Ashline stalks the front of the stage wide-eyed, with Ringsmuth bouncing restlessly behind a massive board of equipment and gadgetry.  While Ashline’s long white-haired wig doesn’t make an appearance during the set, a fan-favorite set piece returns: Ashline descends from the stage and approaches the back of the room, where next to the soundboard he’s stashed a literal, actual chainsaw.  There’s no blade, of course – but he carries it around the center of the room menacingly, hoisting it single-handedly above his head dead-center.  Even without the rotating slew of teeth, the visible vibrations of the tool, the trademark sound, and most of all the unmistakable smell of real gasoline being used up in its engine – inspire agape mouths across the entire room.

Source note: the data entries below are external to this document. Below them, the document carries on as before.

PR #60, opened 2026-04-24
update weights

### LINKED ISSUE #58: refactor and update `weights.py`
We should finally tackle `weights.py` and rework all its functions

cattabiani:
## Context

Systematic refactoring of `bluerecording/weights.py`, function by function. Based on `katta/update_morph`.

Fix: #19 #58 

## Scope

- **`ElectrodeFileStructure` class → `write_electrode_metadata_to_h5` function**: the class was a side-effect writer with dead state (`_ids` was never read). Replaced with a plain function.
- **`ElectrodeType` StrEnum**: replaces the `electrode_type()` validation function and all string comparisons with proper enum members.
- **`ObjectiveCSDParams` dataclass**: replaces the untyped dict that was used to pass objective CSD parameters around.
- **`Electrode` dataclass with `from_csv` factory**: replaces `make_electrode_dict`. Electrode metadata is now a typed dataclass instead of a nested dict.
- **CSV format change for ObjectiveCSD**: radius and thickness are now separate CSV columns instead of being encoded in the type string (`ObjectiveCSD_Disk_100_50`). `process_objectiveCSD` and `check_input_type_objectiveCSD` are removed.
- **`write_h5_file` split**: extracted `_compute_electrode_coeffs` (dispatch loop) and `_write_neurite_types` into separate functions. Dropped C-style return codes.
- **`write_all_neuron` → `_init_scaling_factors_and_offsets`**: renamed to reflect what it does, made private.
- **Single-rank H5 fallback**: `write_h5_file` uses plain `h5py.File` when running on a single MPI rank, avoiding the `mpio` driver requirement.

## Across all functions

- Type hints on all function signatures
- camelCase → snake_case for function names and local variables
- Improved docstrings with Args sections
- f-strings replacing string concatenation
- Removed excessive blank lines
- Narrowed bare `except:` to specific exception types

## Bug fixes

- **`get_coeffs_reciprocity`**: fixed in-place mutation of caller's DataFrame (`compartment_positions *= 1e-6` → work on a copy)
- **`line_source_cases`**: added guard for unhandled geometry case (previously returned unbound variable)
- **`electrode_type`**: was raising `AssertionError` (typo, not a real builtin) — now uses `ValueError` via the enum

## Linting and formatting

- Use tox for lint and format
- Added `ruff` as linter and formatter
- Configuration in `pyproject.toml` (line-length 120, select E/W/F/I/UP/B/SIM)
- Added `lint` job to `.github/workflows/ci.yml` (runs before tests)
- Fixed all lint issues across the codebase (import sorting, unused imports, bare excepts, `zip(strict=True)`, etc.)
- Applied `ruff format` to all source and test files

## Other

- Removed unused imports: `os`, `sys`, `json`, `datetime`, `scipy.spatial.distance`, `scipy.spatial.transform.Rotation`, `from .utils import *`
- `get_coeffs_objective_csd_sphere`: removed dead `get_array_spacing` call
- `calculate_axial_vectors`: replaced vstack loop with `np.tile`
- Updated `ObjectiveCSD.md` to document the new CSV column format
- Added `tests/data/electrode_objective.csv` test fixture
- All existing tests pass (28 unit + 4 integration)


bluerecording/weights.py
```diff
@@ -1,204 +1,191 @@
...
+        ``type`` (default ``LineSource``), ``layer``, ``region``,
+        ``radius``, ``thickness``.  The last two are only used for
+        ObjectiveCSD electrode types.
+        """
+        electrode_df = pd.read_csv(electrode_csv, header=0, index_col=0)
+
+        electrodes: dict[str, Electrode] = {}
+
+        for i in range(len(electrode_df)):
+            name = electrode_df.index.values[i]
```
WeinaJi: I see you need to store this name for writing the weights, how about just add `name` in the Electrode dataclass? It can be an attribute of the Electrode.

bluerecording/cli.py
```diff
@@ -1,86 +1,59 @@
...
-        help="Do not replace existing axons (default: replace)"
+        help="Do not replace existing axons (default: replace)",
     )
     ww_parser.add_argument(
         "--sigma",
         type=float,
         nargs="+",
         default=None,
-        help=f"Extracellular conductivity in S/m (default: {DEFAULT_SIGMA})"
+        help=f"Extracellular conductivity in S/m (default: {DEFAULT_SIGMA})",
```
WeinaJi: The help info mentions `[DEFAULT_SIGMA](default: {DEFAULT_SIGMA})`. Can you just set `default=[DEFAULT_SIGMA]` here ?

bluerecording/weights.py
```diff
@@ -256,638 +239,676 @@ def initialize_h5_file(cols, population_name, outputfile, electrode_csv, with_ne
...
-            coeffs = get_coeffs_lineSource(positions,columns,epos,sigma[sigmaIdx])
+    for electrode_idx, electrode in enumerate(electrode_names):
+        epos = h5["electrodes"][str(electrode)]["position"][:]
+        electrode_type = ElectrodeType(h5["electrodes"][str(electrode)]["type"][()].decode())
 
+        if electrode_type is ElectrodeType.LINE_SOURCE:
+            coeffs = get_coeffs_line_source(positions, columns, epos, sigma[sigma_idx])
             if len(sigma) > 1:
-                sigmaIdx += 1
+                sigma_idx += 1
```
WeinaJi, line 793: I don't understand the order in the `sigma` list. why doesn't it need to be incremented for "ObjectiveCSD*" types? `len(sigma)` can be different than the size of the `electrodes`?

bluerecording/weights.py
cattabiani: it would create a redundancy and I would need to keep things in sync. It is against single source of truth paradigm. I wouldn't do that

If you want to turn this in a list... yes, in that it makes sense. However, the tests become slightly more complex to write

WeinaJi: Yes, I want to turn it into a list, and store the name into the Electrode object.

bluerecording/cli.py
cattabiani: I'd keep default=None so that write_weights stays the single source of truth for the default sigma. Otherwise the default logic lives in two places (CLI and Python API) and they could drift apart. The None sentinel also makes it clear whether the user explicitly passed --sigma or not.

bluerecording/weights.py
cattabiani: sigma is only used by LINE_SOURCE and POINT_SOURCE electrodes — ObjectiveCSD* types don't depend on conductivity, so sigma_idx isn't incremented for them. If len(sigma) == 1 it's a uniform conductivity for all; if > 1, each line/point source electrode gets its own value in order. This was the original logic and I didn't want to change it in this PR — it may be reviewed in the future

bluerecording/weights.py
cattabiani: A list would be more natural if CSV order was the canonical order (index → matrix column directly). But since we sort alphabetically anyway to guarantee deterministic ordering, a list doesn't simplify anything — you still need the sorting step. And the dict gives you O(1) lookup by name for free, which is useful in tests and potential post-processing. No reason to switch IMHO

bluerecording/cli.py
WeinaJi: Then there is no need mention the (default: {DEFAULT_SIGMA})" in the help msg. The default is None for this argument via CLI.

bluerecording/weights.py
WeinaJi: Where do you sort alphabetically? 

> And the dict gives you O(1) lookup by name for free

Where do you need to look up by name? I see only the iteration in the original order of the dict in function `write_electrode_metadata_to_h5`. That's why I think a list is just sufficient. 
```
for index, (key, electrode) in enumerate(electrodes.items()):
```

bluerecording/weights.py
WeinaJi: When sigma is a list, the first few elements are always for line/point source electrodes? How can we make sure of order? Yes, it is better to review it in the future. For this PR, it is ok to keep it.

cattabiani: issue added. I agree that this should change:

https://github.com/openbraininstitute/BlueRecording/issues/73

bluerecording/cli.py
cattabiani: I do not agree. the `DEFAULT_SIGMA` is substituted with the default value (which is what we are going to use in the end). Otherwise users may ask: what is the default value? 

I know that it requires knowing that DEFAULT_SIGMA will become the default and we need to keep it in sync (be sure that in case of None we actually use this) but I thought that was not changing really in the future (apart from a numerical change of the variable which would remain synced automatically)

Screenshot 2026-05-08 at 09 24 01

cattabiani: Just to make sure we're on the same page, did you catch that:

```
from .weights import DEFAULT_SIGMA, initialize_h5_file, write_h5_file
```

bluerecording/weights.py
cattabiani: the sorting happens here:

```
electrode_names = sort_electrode_names(h5["electrodes"].keys(), population_name)
```

the access by name is used, for now, only in the tests. Given the number of electrodes in the tests it does not matter how we store them. 

I suspect that in production code it may be useful and there may be many electrodes... however, atm I do not know. 

I think the name sorting is because HDF5 does not guarantee key iteration order. We have already an order enforced by the index here:

```
h5.create_dataset(f"{prefix}/{population_name}", data=index))
```

maybe we could use that instead. 

Do you prefer a list and sorting based on this (or name)? I will not die on this hill. If you insist I can change it as you want

bluerecording/cli.py
WeinaJi: I mean the `DEFAULT_SIGMA` is used in `weights.py` not here. Here `args.sigma` is None if not specified.
Maybe you can modify the help msg "Extracellular conductivity in S/m (use {DEFAULT_SIGMA} if not specified)" to avoid misunderstanding. Later if you update the default behaviour in `weights.py`, remember to update this help msg as well.

bluerecording/weights.py
WeinaJi:
```
electrode_names = sort_electrode_names(h5["electrodes"].keys(), population_name)
```
I am confused by the sorting and access by name, why is it needed? It doesn't sort the datasets already written in the output h5 file. Is that to align with the `sigma` list for computing coefffs?  Anyway, atm we can keep the sorting by name. 

> Do you prefer a list and sorting based on this (or name)? I will not die on this hill. If you insist I can change it as you want

Yes, I prefer a list, and to turn the name into the attribute. In `write_electrode_metadata_to_h5`, then it just changes to `prefix = f"electrodes/electrode.name"`. The rest will be the same I think.

cattabiani: ok, now we have a list. I let you check

bluerecording/cli.py
cattabiani: ok, done

WeinaJi (dismissed):
LGTM. 
@jamesgking , you mentioned that you ran the local tests for this PR. Does everything pass ?

jamesgking:
I confirm all tests pass on my local machine

WeinaJi (approved):
LGTM!

PR #65, opened 2026-04-28
add PyPI publish workflow on tag push

### LINKED ISSUE #63: release to pypi
To have BlueRecording incorporated in the normal OBI tasks we need to do a release on pypi

cattabiani:
## Context

Fix #63

## Scope

Adds a GitHub Actions workflow (`.github/workflows/publish.yml`) that:

- Builds sdist + wheel on every push, PR, and manual trigger (catches build issues early)
- Publishes to PyPI automatically when a tag is pushed
- Uses OIDC trusted publishing (no API tokens needed)
- Follows the same pattern as neurodamus's `publish_wheels.yml`

## Before merging

A Trusted Publisher must be registered on PyPI:
- PyPI project name: `bluerecording`
- Owner: `openbraininstitute`
- Repository: `BlueRecording`
- Workflow name: `publish.yml`

Once merged, pushing a semver tag (e.g. `0.4.0`) will trigger the publish.

### DIFF
--- a/.github/workflows/publish.yml
+++ b/.github/workflows/publish.yml
@@ -1,0 +1,54 @@
+name: Publish to PyPI
+
+on: [pull_request, push, workflow_dispatch]
+
+jobs:
+  wheel:
+    runs-on: ubuntu-22.04
+    strategy:
+      matrix:
+        python_version: ["3.11"]
+    steps:
+      - name: Setup Python
+        uses: actions/setup-python@v5
+        with:
+          python-version: ${{ matrix.python_version }}
+
+      - name: Checkout Repository
+        uses: actions/checkout@v4
+        with:
+          fetch-depth: 0  # needed for hatch-vcs to resolve version from tags
+
+      - name: Build Wheel
+        run: |
+          cd $GITHUB_WORKSPACE
+          python${{ matrix.python_version }} -m pip install --upgrade build
+          python${{ matrix.python_version }} -m build .
+
+      - uses: actions/upload-artifact@v4
+        with:
+          name: release-artifacts-${{ matrix.python_version }}-${{ strategy.job-index }}
+          path: ./dist/*
+
+  pypi-publish:
+    runs-on: ubuntu-22.04
+    needs: [wheel]
+    permissions:
+      id-token: write
+    steps:
+      - name: Download artifacts produced by the wheel job
+        uses: actions/download-artifact@v4
+        with:
+          pattern: release-artifacts*
+          path: dist/
+          merge-multiple: true
+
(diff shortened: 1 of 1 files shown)


.github/workflows/publish.yml
```diff
@@ -0,0 +1,54 @@
...
+      matrix:
+        python_version: ["3.11"]
+    steps:
+      - name: Setup Python
+        uses: actions/setup-python@v5
+        with:
+          python-version: ${{ matrix.python_version }}
+
+      - name: Checkout Repository
+        uses: actions/checkout@v4
```
heerener: Same here: v6 is also latest & greatest.

.github/workflows/publish.yml
```diff
@@ -0,0 +1,54 @@
...
+
+jobs:
+  wheel:
+    runs-on: ubuntu-22.04
+    strategy:
+      matrix:
+        python_version: ["3.11"]
+    steps:
+      - name: Setup Python
+        uses: actions/setup-python@v5
```
heerener: I recommend v6; v5 is going to cause deprecation warnings.

See e.g. https://github.com/openbraininstitute/neurodamus/actions/runs/24998871539

.github/workflows/publish.yml
```diff
@@ -0,0 +1,54 @@
...
+        with:
+          fetch-depth: 0  # needed for hatch-vcs to resolve version from tags
+
+      - name: Build Wheel
+        run: |
+          cd $GITHUB_WORKSPACE
+          python${{ matrix.python_version }} -m pip install --upgrade build
+          python${{ matrix.python_version }} -m build .
+
+      - uses: actions/upload-artifact@v4
```
heerener: This one will also generate deprecation warnings; latest is v7

.github/workflows/publish.yml
```diff
@@ -0,0 +1,54 @@
...
+          path: ./dist/*
+
+  pypi-publish:
+    runs-on: ubuntu-22.04
+    needs: [wheel]
+    permissions:
+      id-token: write
+    steps:
+      - name: Download artifacts produced by the wheel job
+        uses: actions/download-artifact@v4
```
heerener: v8 here

.github/workflows/publish.yml
cattabiani: done

.github/workflows/publish.yml
cattabiani: done

.github/workflows/publish.yml
cattabiani: done

heerener (approved):

Issue #59, opened 2026-04-24
make this notebook work


cattabiani:
@james-isbister pointed at this [notebook](https://github.com/openbraininstitute/obi-one/blob/extracellular_electrode_array/examples/J_create_recording_array/create_recording_array.ipynb) as the benchmark on which the hooks from obi-one will be shaped to use `BlueRecording`

evakennyobi:
There's an update here @cattabiani ? thanks

cattabiani:
yes. It works. Can we close this @james-isbister ?

james-isbister:
Yes, thanks @cattabiani

PR #67, opened 2026-04-29
Split data download into standalone script, expand mpi4py comment, drop bytewise test

### LINKED ISSUE #62: `NodePopulation.get_attribute` expects a raw gid
[this](https://github.com/openbraininstitute/BlueRecording/blob/46bd0fdb868f18352be03901f49e2e1822e28ae7/bluerecording/positions.py#L571) is a bug. Currently it is not picked up because the pop_offsets are 0 for all the tests that we have. We should use `cell.raw_gid`

### LINKED ISSUE #66: BlueRecording tests fail with seg. fault in the docker image
[This image](https://github.com/openbraininstitute/launch-system/pull/148/changes#diff-42095dd72960fa9d60ba9cd5ace5bef9d6188b5719d14254af72d4b0d7e5338c) should run `BlueRecording` for the platform. In particular, it provides an env with neuron (with libsonatareport), h5py with mpi, neurodamus and neuron to fully run `BlueRecording`. 

@eleftherioszisis yesteraday tried to run BlueRecording tests. The unit tests worked but the more serious ones failed with seg. fault.

We (I) need to investigate what is going on over there

cattabiani:
## Context

Fix: #66 #62

## Scope

- Extract data download from dev_setup.sh into download_examples_data.sh (installs unzip on Linux if missing, idempotent)
- Remove --data flag from dev_setup.sh; print hint for new script
- Expand mpi4py import comment re NRN_ENABLE_MPI_DYNAMIC=OFF
- Remove bytewise H5 comparison in test_circuit_write_weights (assert_allclose already covers numerical correctness)
- Update READMEs and run_tests.sh references
- use raw_gid for `get_attribute("morphology"...` (fix #62 bug. The test will come in a future PR, already in the pipeline)

### DIFF
--- a/bluerecording/__init__.py
+++ b/bluerecording/__init__.py
@@ -27,10 +27,10 @@ def _check_dependencies():
         )
 
     try:
-        # noqa: F401 — mpi4py must be imported before neuron to ensure MPI is
-        # initialized. This is necessary when NEURON is compiled with
-        # -DNRN_ENABLE_MPI_DYNAMIC=OFF, as NEURON will not dynamically load
-        # MPI support at runtime and expects MPI to already be initialized.
+        # noqa: F401 — mpi4py must be imported before neuron to ensure
+        # MPI_Init has been called. When NEURON is statically linked against
+        # MPI (NRN_ENABLE_MPI_DYNAMIC=OFF), it expects MPI to already be
+        # initialized by the time it loads.
         from mpi4py import MPI  # noqa: F401
         import neuron  # noqa: F401
     except ImportError:
--- a/bluerecording/__init__.py
+++ b/bluerecording/__init__.py
@@ -31,7 +31,7 @@ def _check_dependencies():
         # initialized. This is necessary when NEURON is compiled with
         # -DNRN_ENABLE_MPI_DYNAMIC=OFF, as NEURON will not dynamically load
         # MPI support at runtime and expects MPI to already be initialized.
-        import mpi4py  # noqa: F401
+        from mpi4py import MPI  # noqa: F401
         import neuron  # noqa: F401
     except ImportError:
         raise ImportError(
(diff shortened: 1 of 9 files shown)


bluerecording/__init__.py
```diff
@@ -27,6 +27,11 @@ def _check_dependencies():
         )
 
     try:
+        # noqa: F401 — mpi4py must be imported before neuron to ensure MPI is
+        # initialized. This is necessary when NEURON is compiled with
+        # -DNRN_ENABLE_MPI_DYNAMIC=OFF, as NEURON will not dynamically load
```
mgeplf: I don't think this is the case; `NRN_ENABLE_MPI_DYNAMIC`; this is for whether the MPI library will be loaded dynamically (so it doesn't have to exist on the target, but it'll be used if it does)

bluerecording/positions.py
```diff
@@ -566,7 +566,7 @@ def get_positions(node_manager, ids, cols, population, morphologies_dir, replace
     neurite_type_arrays = []
     for i in ids:
         cell = node_manager.get_cell(i)
-        m, center = get_morphology(population, i, morphologies_dir, cell)
+        m, center = get_morphology(population, cell.raw_gid, morphologies_dir, cell)
```
mgeplf, line 569: is this what was causing the issue w/ loading the morphology?

cattabiani: this was the problem that I discovered with the new circuit. The one that comes from this:

https://github.com/openbraininstitute/BlueRecording/issues/59

The problem was there since the beginning or I introduced it a long time ago and never noticed because the tests do not cover the `offset =/= 0` case

bluerecording/__init__.py
cattabiani: ok, let me rephrase it

mgeplf (approved):

PR #12, opened 2024-02-03
Fix for macOS in index.adoc

uhooi:
The download path for macOS was incorrect and has been corrected.


bioball:
Thanks for this! This was rolled into #21

PR #25, opened 2024-02-04
.idea folder removed

paolodenti:
The `.idea` folder has been pushed, probably by mistake.
It is also explicitly excluded in the gitignore here https://github.com/apple/pkl/blob/main/.gitignore#L10

This PR removes the `.idea` folder


bioball:
Thanks, but it's intentional. You can see the subdirectories that are intentionally kept here: https://github.com/apple/pkl/blob/main/.gitignore#L11-L15

PR #29, opened 2024-02-04
Fix macOS download URL mismatch

TinkoLiu:
The download URL mismatched with the architecture for macOS builds.


bioball:
Good catch!

PR #40, opened 2024-02-04
fix spell error in language-reference page

shufanhao:
thanks for opensource `pkl`, that's awesome.  It is very useful, especially to generate repeating k8s yaml files. It's time to get ride of helm. 

after went through https://pkl-lang.org/main/current/language-reference/index.html, found few spell errors. This PR to fix these errors.


codebendr-product-designer (approved):

shenson:
I've approved https://github.com/apple/pkl/pull/40/, which should cover this. Thanks for the submission though.

PR #54, opened 2024-02-05
Use the `KOTLIN_OFFICIAL` code style defaults for Kotlin

KushalP:
JetBrains both ships the language and an editor for Kotlin. We should conform to their house style where it makes sense to us.

### DIFF
--- a/pkl-codegen-java/src/main/kotlin/org/pkl/codegen/java/JavaCodeGenerator.kt
+++ b/pkl-codegen-java/src/main/kotlin/org/pkl/codegen/java/JavaCodeGenerator.kt
@@ -40,894 +40,931 @@ import org.pkl.core.util.CodeGeneratorUtils
 class JavaCodeGeneratorException(message: String) : RuntimeException(message)
 
 data class JavaCodegenOptions(
-  /** The characters to use for indenting generated Java code. */
-  val indent: String = "  ",
+    /** The characters to use for indenting generated Java code. */
+    val indent: String = "  ",
 
-  /**
-   * Whether to generate public getter methods and protected final fields instead of public final
-   * fields.
-   */
-  val generateGetters: Boolean = false,
+    /**
+     * Whether to generate public getter methods and protected final fields instead of public final
+     * fields.
+     */
+    val generateGetters: Boolean = false,
 
-  /** Whether to generate Javadoc based on doc comments for Pkl modules, classes, and properties. */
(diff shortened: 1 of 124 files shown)


holzensp (changes requested):
We could do this, but it requires that `spotless` is setup to use the same style (see [here](https://github.com/apple/pkl/blob/main/buildSrc/src/main/kotlin/pklKotlinLibrary.gradle.kts#L24))

KushalP:
Thanks. Updated that line to use `.kotlinlangStyle()`.

KushalP:
I've separated the configuration changes from the `spotlessApply` changes.

KushalP:
It will be easiest to review this PR with whitespace hidden:

Screenshot 2024-02-05 at 13 13 23

KushalP:
And the original (IntelliJ) configuration change came from the following editor suggestion:

Screenshot 2024-02-05 at 12 38 21

KushalP:
I'm going to close this for now as it's less important than other things. Should anyone come across this, it's possible to ignore the pop-up from IntelliJ and use the Pkl project's configuration.

pkl-codegen-java/src/main/kotlin/org/pkl/codegen/java/JavaCodeGenerator.kt
```diff
@@ -40,894 +40,931 @@ import org.pkl.core.util.CodeGeneratorUtils
...
+                                propertyType = propertyType.baseType
+                            }
+                        }
+                        propertyType is PType.Class && propertyType.pClass == pClass
+                    }
+                if (modulePropertiesWithMatchingType.size == 1) {
+                    // exactly one module property has this type -> make it available for direct
+                    // injection
+                    // (potential improvement: make type available for direct injection if it occurs
+                    // exactly
```
holzensp, line 542: That's... disappointing. I would have hoped spotless could line-wrap better [throughout]

holzensp (commented):
Leaving it open for other maintainers to chime in.

I don't mind it and here-and-there prefer the Kotlin Language layout. That said, it's a high volume PR. I understand the inclination to default into the suggestion from the IntelliJ pop-up, but it might be too much churn for what it delivers (I cancel those pop-ups by default).

The vast majority of changes in this PR seem to be cause by having a narrower line-width. If that's tweakable, friction might drop significantly.

PR #65, opened 2024-02-06
Fix typo "maintian" to "maintain"

Auspicus:


bioball:
There's some commits that don't belong here. Try `git rebase -i main`, and pick just the last commit and force-push.

holzensp:
This was actually covered by #44. Thanks for the help, though.

PR #70, opened 2024-02-06
Fix broken search on pkldoc

bioball:
Fixes two issues:

1. The search-index.js script doesn't get imported in the docsite
2. The regexes aren't accessible to the function, thanks to hoisting

### DIFF
--- a/pkl-doc/src/main/resources/org/pkl/doc/scripts/search-worker.js
+++ b/pkl-doc/src/main/resources/org/pkl/doc/scripts/search-worker.js
@@ -14,6 +14,7 @@ if (isWorker) {
   const searchIndexUrl = workerName === "main" ?
       '../search-index.js' :
       '../' + workerName + '/search-index.js';
+  importScripts(searchIndexUrl);
   initSearchIndex();
   addEventListener('message', e => {
     const {query, packageName, moduleName, className} = e.data;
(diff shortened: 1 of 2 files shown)


pkl-doc/src/main/resources/org/pkl/doc/scripts/search-worker.js
```diff
@@ -177,12 +178,11 @@ function toWordStarts(characters) {
   return result;
 }
 
-const regexIsUppercase = /\p{Lu}/u
-
-const regexIsNumericCharacter = /\p{N}/u
```
bioball, line 182: Declaring these outside of `toCharClass` was causing problems because `function toCharClass` gets hoisted to the top of the file, while these consts do not. So, the consts aren't actually available to the body of `function toCharClass`.

JS is silly sometimes..

stackoverflow (approved):
LGTM

pkl-doc/src/main/resources/org/pkl/doc/scripts/search-worker.js
holzensp: *Which* JS are you calling silly? :p

holzensp (approved):
Expediting shipping, because <3 search

Issue #61, opened 2024-02-05
Crash help text has mangled URL


Edward-Knight:
The help text output when a crash happens has a URL to help submit a bug report, however this URL is mangled due to a missing newline:

```
$ echo "a { b = a }" | pkl eval - 2>&1 | head
An unexpected error has occurred. Would you mind filing a bug report?
Cmd+Double-click the link below to open an issue.
Please copy and paste the entire error output into the issue's description, provided you can share it.

https://github.com/apple/pkl/issues/newjava.lang.StackOverflowError

–– Pkl Error ––
Stack overflow

Pkl 0.25.1 (macOS 14.1, native)
```

The URL is https://github.com/apple/pkl/issues/newjava.lang.StackOverflowError ~~instead of https://github.com/apple/pkl/issues/new~~.

~~This seems to be caused by a missing newline at the end of this paragraph:~~

https://github.com/apple/pkl/blob/6eb3d20b472f4ae53595edf13b3499520c075b76/pkl-core/src/main/java/org/pkl/core/runtime/VmExceptionRenderer.java#L57-L62

---

I can open a separate issue for the stack overflow if needed - seems sometimes this is caught, e.g.:
```
$ echo "output { value = output }" | pkl eval - 2>&1
–– Pkl Error ––
A stack overflow occurred.

┌─ 4001 repetitions of:
│ 106 | text = renderer.renderDocument(value)
│              ^^^^^^^^^^^^^^^^^^^^^^^^^^^^^^
│ at pkl.base#Module.output.text (https://github.com/apple/pkl/blob/0.25.1/stdlib/base.pkl#L106)
└─
```

Edward-Knight:
Or actually, looking at the code further, is the URL missing a `?body=`? So it should be https://github.com/apple/pkl/issues/new?body=java.lang.StackOverflowError?

holzensp:
Fixed by PR #73

Edward-Knight:
Also should I open a separate issue about the stack overflow or is the current behaviour expected?

holzensp:
The stack overflow is expected, although arguably it's missing a stack frame (cc @stackoverflow and not just for the ironically appropriate username). In Pkl, `a = a` is the simplest way to cause a stack overflow. That's essentially what you're doing here, because in `output { value = output }`, the inner `output` "ties a loop" with the outer `output`.

Re-opening to follow up about the query parts of the URL (which may have been rolled into the URL encoding fix)

PR #73, opened 2024-02-06
fix mangled url

shubhgng:
Crash help text has mangled URL #61

### DIFF
--- a/pkl-core/src/main/java/org/pkl/core/runtime/VmExceptionRenderer.java
+++ b/pkl-core/src/main/java/org/pkl/core/runtime/VmExceptionRenderer.java
@@ -59,7 +59,7 @@ public class VmExceptionRenderer {
         .append("Cmd+Double-click the link below to open an issue.\n")
         .append(
             "Please copy and paste the entire error output into the issue's description, provided you can share it.\n\n")
-        .append("https://github.com/apple/pkl/issues/new");
+        .append("https://github.com/apple/pkl/issues/new\n\n");
 
     builder.append(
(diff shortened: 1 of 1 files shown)


pkl-core/src/main/java/org/pkl/core/runtime/VmExceptionRenderer.java
```diff
@@ -59,7 +59,8 @@ private void renderBugException(VmBugException exception, StringBuilder builder)
         .append("Cmd+Double-click the link below to open an issue.\n")
         .append(
             "Please copy and paste the entire error output into the issue's description, provided you can share it.\n\n")
-        .append("https://github.com/apple/pkl/issues/new");
+        .append("https://github.com/apple/pkl/issues/new")
+        .append("\n\n");
```
holzensp, line 63: Yeah, except maybe keep it brief
```suggestion
        .append("https://github.com/apple/pkl/issues/new\n\n");
```

holzensp (approved):
Awaiting a CI config snag, but LGTM (see nit)

pkl-core/src/main/java/org/pkl/core/runtime/VmExceptionRenderer.java
shubhgng: @holzensp sure I have made the changes.

stackoverflow:
Some tests are broken and should be fixed before we can merge this.

holzensp:
Shooting from the hip, but I'd imagine _all_ of these tests have become flakey since the Gradle bump. We should kick this off again after that's reverted.

shubhgng:
Much appreciated, thanks

PR #79, opened 2024-02-06
Create SECURITY.md

narmidm:
I think it would be a good practice to have one, as it can help us protect our main email account from spam, phishing, and other threats. It can also help us manage our security notifications and alerts more easily.


madrob:
Thank you for your contribution. We already have a security policy at https://github.com/apple/pkl/blob/main/SECURITY.adoc - please follow the instructions there to submit security reports.

PR #81, opened 2024-02-06
Fix documentation homepage

bioball:
This adds a trailing slash that was missing from the documentation homepage.


stackoverflow (approved):
Yeah, I was thinking this was the culprit but didn't get as far as testing it.

PR #82, opened 2024-02-07
fix concat operator and string typo

lanzafame:
Based on the Language Reference concatenation example, `To concatenate strings, use the + (plus) operator, as in "abc" + "def" + "ghi".`. I double checked the lang ref for a `+=` operator and it doesn't appear to be defined.


holzensp (approved):
You are correct; this was a typo. Thanks for the fix.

Absent from the live set, notably, are any selects from Full Color Eclipse – whether due to time, the tone of the tour, or equipment considerations, the live forms of those songs remain a mystery for now, but the prospect of Street Sects/Sex coming back around as a headliner weaving between two styles, or even fully devoting themselves to their new vision of more danceable iterations of their music, is tantalizing.  I’ll not spoil the lyrics here, but the experiment is most successful in the chorus of lead single ‘Turn Blue’ – patently gruesome yet undeniably catchy.  It’s brazen, accelerationist industrial pop music – enough said.

“I wish I would have signed you when you were younger, and hungry” sneers Ashline in the guise of a record label suit on ‘Perpetuity’ from Full Color Eclipse – if this was based on an in-person interaction, I’d like to attest that they still seem plenty hungry to me: two albums, two earworms slithering into each ear canal to eat from both sides.